If you have read anything from the Torrance brothers (James and Thomas) on this question over the past 40 years, you know this line of thought. It’s either covenant or contract. In very rough form Calvin was great. Beza wasn’t. The problem is that Beza gutted Calvin and made Calvinism the mean, cold, predestinarian system it is today- word’s like bilateral contract are employed.  Bilateral being a contract quid pro quo. This is contrasted with a warm gracious unconditional arrangement characterized as a unilateral covenant, a marriage as it were.

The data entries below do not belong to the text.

PR #286, opened 2026-03-05
CI check to run inference on each Pull Request

sgpearse:
This PR launches a self hosted runner on CIRRUS to run inference on each pull request.  6 hours are forecasted from the start of the 6 hour window of the submission time (IE if the PR is submitted on Mar 5 05:40:05 2026, inference will be run from March 5 00:00:00 to 06:00:00).

Results can be found in the "CI check to run inference on each Pull Request" test for each PR.

### DIFF
--- a/tests/CI_CIRRUS/Dockerfile
+++ b/tests/CI_CIRRUS/Dockerfile
@@ -1,0 +1,86 @@
+FROM nvidia/cuda:12.9.1-base-ubuntu24.04
+
+USER root
+
+ENV PYTHONBUFFERED=1
+ENV DEBIAN_FRONTEND=noninteractive
+ENV CONDA_DIR=/opt/conda
+ENV PATH=$CONDA_DIR/bin:$PATH
+#ENV MINIFORGE_VERSION=23.3.1-0
+ENV MINIFORGE_VERSION=25.3.0-3
+
+# Install system dependencies
+RUN apt-get update && apt-get install -y \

In this line of thinking it is the bilateral view of covenant that causes the problems.

The Miller trajectory: (Miller, Trinterud, Møller, Baker et al …)
Down another trajectory, others have variously argued that in fact it is the unilateral view that is the problem. Geneva vs. Zurich or the Rhineland. Calvin vs. Bullinger. In this construct unilateral  covenants tend towards predestination and cause problems. In this line it is the bilateral covenant theology that is  what was corrupted by the Genevan predestinarianism of Calvin and Beza.

The Ramist vs Aristotelian trajectory:
Still others, in a different trajectory (Letham for instance in “Foedus Operum,” Sixteenth Century Journal, Winter 1983), maintains that the development of the covenant of works idea/theology is really the theological embodiment of the philosophical struggle between Aristotelian and Ramist logic. The claim is that Heidelberg and Cambridge were major centers of Ramism (p. 465). 

Without getting into deep weeds quickly, a few cursory musings …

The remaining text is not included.